達尼茲用力握緊拳頭。這個哈梅爾怎麼能這麼抓人痛處啊!
兩人在那些保鏢審視的目光下走進了賭場。
艾絲特並沒有急著參與遊戲,而是跟在達尼茲的身後,一邊看著達尼茲兌換籌碼坐到牌桌旁,一邊用眼角餘光觀察著周圍的環境。
這家賭場的空間比外麵看上去要更寬闊,不過此時在這裡消磨時間的客人並不多,夜生活對拜亞姆來說比白天更有趣,現在剛剛十一點,不少熬夜享樂的人們或許才剛起床。

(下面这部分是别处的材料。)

PR #4391, opened 2018-02-19
Use Arduino code style for examples; check in CI

igrr:
Use code style defined in Arduino project to check code style of the examples:
https://github.com/arduino/Arduino/blob/master/build/shared/examples_formatter.conf

The check is done by formatting all example files using [astyle](http://astyle.sourceforge.net/astyle.html) and checking whether any changes have been introduced.

The change is split into two commits to make reviewing easier. First commit adds the code style rules and CI check, second commit re-formats all the examples.


tests/examples_style.conf
```diff
@@ -0,0 +1,49 @@
...
+indent-col1-comments
+
+# put a space around operators
+pad-oper
+
+# put a space after if/for/while
+pad-header
+
+# if you like one-liners, keep them
+keep-one-line-statements
```
earlephilhower: There was talk of replacing "keep-one-line-statements" w/"add-one-line-braces".  It's not 100% Arduino style, but it is IMO a better style as it avoids accidentally changing code flow when adding debug statements/etc.

tests/common.sh
```diff
@@ -213,8 +213,30 @@ function build_sketches_with_arduino()
...
+function check_examples_style()
+{
+    echo -e "travis_fold:start:check_examples_style"
+
+    find $TRAVIS_BUILD_DIR/libraries -name '*.ino' -exec \
+        astyle \
+            --suffix=none \
+            --options=$TRAVIS_BUILD_DIR/tests/examples_style.conf {} \;
+
+    git diff --exit-code -- $TRAVIS_BUILD_DIR/libraries
```
earlephilhower: I was wondering how you'd check this.  Neat!

devyte:
Per original comment, and per files changed, the styler seems to be applied only to .ino's.  Will it be applied to .h|.c|.cpp files as well?

igrr:
@earlephilhower regarding getting astyle from repos: I tried installing it using `apt`, but the version I got did not support some of the options used in Arduino astyle config file. I couldn't find a more recent astyle version in repos whitelisted by Travis, so went for building astyle from source.

With regards to changes going in before 2.4.1 — I've marked the PR with 2.5.0 milestone, I don't intend it to be merged now.

@devyte I think examples mostly consist of ino files. There could be .h and .cpp files here and there, and some better filter could be implemented to catch them, but this solution covers most cases and is simple enough. This can be revisited again when we start checking the code style for the core code and libraries.

Also I am intentionally not doing anything about the code style of core code and libraries in this PR. The style to be used for examples is fairly easy to decide on, since there is already a config file provided by Arduino project. As for the core code and libraries, it's a bit more tricky. We need to discuss this first.

tests/examples_style.conf
igrr: I agree with adding `add-one-line-braces`, but it is not the opposite of `keep-one-line-statements`. Without `keep-one-line-statements`, this:
```c++
do_foo(); do_bar();
```
will be changed to this:
```c++
do_foo();
do_bar();
```

Whereas `add-one-line-braces` will change
```c++
if (foo)
    bar();
```
into
```c++
if (foo)
    { bar(); }
```

If we *are* adding braces, i would probably go for `add-braces` instead, which would change the above into

```c++
if (foo) {
    bar();
}
```

devyte:
I agree about merging this post-2.4.1. 

As a side note, and just to vent it _somewhere_, I'm a big fan of Allman indentation style, and Arduino style makes me cringe. 
Having said that, if we're going to adopt a single style, of course Arduino style makes sense, and in any case, adopting Arduino style makes me cringe a lot less than looking at 20 different styles and weird inconsistent spacings and crazy indentations and other oddities I've come across. Whatever else, I consider this a _big_ improvement. 

> As for the core code and libraries, it's a bit more tricky. We need to discuss this first.

That answers my question. I'm eager to see the other files styled! Thank you for adopting the astyle idea!

tests/examples_style.conf
devyte: Personally, I prefer this:
if(condition)
  1-liner;
else
  other-1-liner;

over this:
if(condition) {
  1-liner;
} else {
  other-1-liner;
}

the reason is quite simple: it reduces complexity at a glance. But I don't consider it critical, and my glance can adapt.

Whatever else, this should be avoided:
if(condition) 1-liner;

igrr: Ah, i see now. Arduino config already has `add-brackets` option which was renamed to `add-braces` in latest astyle (but the old name is still supported).

So we are already converting 
```c++
if (foo)
    bar();
```
into
```c++
if (foo) {
    bar();
}
```

PR #4401, opened 2018-02-20
Reference to a arrow/_right that after doesn't exist

lrmoreno007:
Reference to a arrow/_right that after doesn't exist.

Please add label component:documentation if accepted.


earlephilhower:
The icon does exist and show fine for me.  Auto-pulls a github hosted image:
image

lrmoreno007:
Yes, the icon show fine! but it is not used later in any place. Everywhere "Read more" appears

Also that arrow does not exist in the Sphinx documentation

PR #4413, opened 2018-02-22
[WIP] ESP8266WiFi: initialize new fields, remove old workaround

igrr:
Initialize new .threshold field when setting up STA.


igrr:
Still WIP since there's something odd going on with WiFi.begin after WiFi.disconnect...

devyte:
This PR is needed anyways, so I'm merging now. The rest can be handled in a different PR.

Issue #1956, opened 2016-04-21
DHCP Options in AP mode


Manawyrm:
Hi,

with the ESP in AP mode, it acts as a DHCP server. 
when doing that, it hands out IP addresses to any client and also it tells them network information like the DNS servers and gateways. 

And thats exactly my problem. When a DHCP server hands out DNS server and default route-adresses, a mobile device like my android smartphone will try to use the ESP8266 as a router to get to the internet -- which will of course fail.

艾絲特吸了吸鼻子,她能聞到一些古怪而混雜的味道,但是都很微弱,讓她無從分辨。
達尼茲瞥了艾絲特一眼:“你不試一把?”
“先看看。”艾絲特拉過一把高腳凳坐在達尼茲身後,不打算在摸清規則前就上桌。
主持牌局的荷官沒說什麼,隻是整理好桌邊幾人下注的籌碼,準備開始新一局,將底牌發到每個人手上。
這麼說起來,撲克牌好像也是羅塞爾大帝發明的……他怎麼沒有努努力把發電機普及到北大陸?隻到了蒸汽機這一步。
艾絲特並沒有專注在牌局上太長時間,
因為第二局牌局開始不久,她就聞到了一股清晰的、海風般的味道。